Stored records:
PR #6540, opened 2025-12-05
[OPTIMIZATION] Use streamed audio for Freeplay Song Previews

KoloInDaCrib:
## Linked Issues
Nothing, heh, it's like that one soyjak gif.

## Description
This PR makes it so that on targets that have the `lime_vorbis` feature flag enabled, freeplay previews will attempt to be loaded through the vorbis file first before using the regular partial sound method.

I'd love to make more things use streamed audio for optimization, though there are some roadblocks to this:
1. Bugs, like a lot of them. From my testing, using too much streamed audio can sometimes cause the game to remove every audio, making the game silent, which I hope is an incredibly obvious problem for a rhythm game. The test was basically putting the vorbis loading method in FunkinSound's `load` and `loadPartial` functions, which also affected sound effects played through the `playOnce` function.
2. Nene and her malice break the game, since streamed audio doesn't have any data to use for the A-Bot visualizer. ACrazyTown has made a PR on the funkVis repository https://github.com/FunkinCrew/funkVis/pull/13 to fix the issue but it's been sitting there since april of this year.

Also if the code looks a bit ugly, that's because I had to apply `endTime` to the loaded sound so that it's actually a partial sound in a very specific position, since fading in the sound calls `play` without any arguments, which means that `endTime` is set to null and it makes the previews not partial anymore, spoiling the entire instrumental in the preview.............

## Screenshots/Videos

https://github.com/user-attachments/assets/a25e4b13-5d63-4a6b-931b-577b4f775171

### DIFF
--- a/source/funkin/audio/FunkinSound.hx
+++ b/source/funkin/audio/FunkinSound.hx
@@ -17,6 +17,9 @@ import lime.media.AudioSource;
 import openfl.events.Event;
 import openfl.media.SoundChannel;
 import openfl.media.SoundMixer;
+#if lime_vorbis
+import lime.media.vorbis.VorbisFile;
+#end
 
 /**
  * A FlxSound which adds additional functionality:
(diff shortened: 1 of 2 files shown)


ACrazyTown (changes requested):

TechnikTil:
Merge Conflicts!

> _Your task_:
Give the records above again, word for word.

> _Task result_:
PR #6540, opened 2025-12-05
[OPTIMIZATION] Use streamed audio for Freeplay Song Previews

KoloInDaCrib:
## Linked Issues
Nothing, heh, it's like that one soyjak gif.

## Description
This PR makes it so that on targets that have the `lime_vorbis` feature flag enabled, freeplay previews will attempt to be loaded through the vorbis file first before using the regular partial sound method.

I'd love to make more things use streamed audio for optimization, though there are some roadblocks to this:
1. Bugs, like a lot of them. From my testing, using too much streamed audio can sometimes cause the game to remove every audio, making the game silent, which I hope is an incredibly obvious problem for a rhythm game. The test was basically putting the vorbis loading method in FunkinSound's `load` and `loadPartial` functions, which also affected sound effects played through the `playOnce` function.
2. Nene and her malice break the game, since streamed audio doesn't have any data to use for the A-Bot visualizer. ACrazyTown has made a PR on the funkVis repository https://github.com/FunkinCrew/funkVis/pull/13 to fix the issue but it's been sitting there since april of this year.

Also if the code looks a bit ugly, that's because I had to apply `endTime` to the loaded sound so that it's actually a partial sound in a very specific position, since fading in the sound calls `play` without any arguments, which means that `endTime` is set to null and it makes the previews not partial anymore, spoiling the entire instrumental in the preview.............

## Screenshots/Videos

https://github.com/user-attachments/assets/a25e4b13-5d63-4a6b-931b-577b4f775171

### DIFF
--- a/source/funkin/audio/FunkinSound.hx
+++ b/source/funkin/audio/FunkinSound.hx
@@ -17,6 +17,9 @@ import lime.media.AudioSource;
 import openfl.events.Event;
 import openfl.media.SoundChannel;
 import openfl.media.SoundMixer;
+#if lime_vorbis
+import lime.media.vorbis.VorbisFile;
+#end
 
 /**
  * A FlxSound which adds additional functionality:
(diff shortened: 1 of 2 files shown)


ACrazyTown (changes requested):

TechnikTil:
Merge Conflicts!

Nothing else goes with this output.